Your goal: Where does the word "into" show up in the data? Please find each such line and copy it.

(Stored data)
PR #928, opened 2018-07-30
Fix toolbar

mmmbacon:
Looked into a few submissions about the Toolbar not having an appropriate onView handler associated with a generated toolbar component. 

After some digging I noticed the 'onView' prop for the generated toolbar was named 'onViewChange'.

Corrected the prop name and seems to have cleared up the issue.

This is one of my first PR's so please advise if I am doing this totally wrong... Thanks

### DIFF
--- a/src/Calendar.js
+++ b/src/Calendar.js
@@ -859,7 +859,7 @@ class Calendar extends React.Component {
             view={view}
             views={viewNames}
             label={label}
-            onViewChange={this.handleViewChange}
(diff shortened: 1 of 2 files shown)


klinskyc:
@jquense Thanks for this project! This was a breaking change for users updating from old react-big-calendar versions who were using custom toolbars, and was not called out in the changelog. 

I figured I'd add a note here in case anyone else ran into this

Issue #937, opened 2018-08-05
toolbar should be more customizable without the need to completely write a new component


jstacoder:
## Customizable Toolbar
* fullcalendar uses a declarative configuration api for specifying places to put elements in the toolbar
* this is very useful as it allows changing which buttons are where without neededing to completley replace the toolbar component. 

it would be very nice to have a similar declarative api here, ie: `toolbar` prop on `Calendar` could be an object that describes the shape of the toolbar ie:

Response to this task:
Looked into a few submissions about the Toolbar not having an appropriate onView handler associated with a generated toolbar component. 
I figured I'd add a note here in case anyone else ran into this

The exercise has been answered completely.